PR #2798, opened 2026-04-14
ViewMode: Add support for viewing link addresses

### LINKED ISSUE #2749: Add long-press menu for links in view mode
### Description

Would be very handy if long-pressing a link in view mode would yield a context popup menu with options to copy link, open the link (default behavior when tapping links), share, copy link text, and whatever other useful operations for links you can come up with.

### LINKED ISSUE #2800: Background highlighting of code spans omitted in list items
# IMPORTANT
* App version: 2.16.1
* Android version/rom: Lineage 22.2 for microG (based on Android 15)
* Device: Pixel 4

# Explain the Problem

Code spans (i.e. text delimited by backticks) lacks its distinctive background highlighting when appearing in list items. 

When similar code spans appear both in a regular paragraph and a nearby list, this omission makes code spans in lists less easily recognized as not regular text.

# Steps to Reproduce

══════════

**EXERCISE GOAL**
Calculate the number of lines above that include the word "list", giving that number by itself.

**TASK ANSWER**
3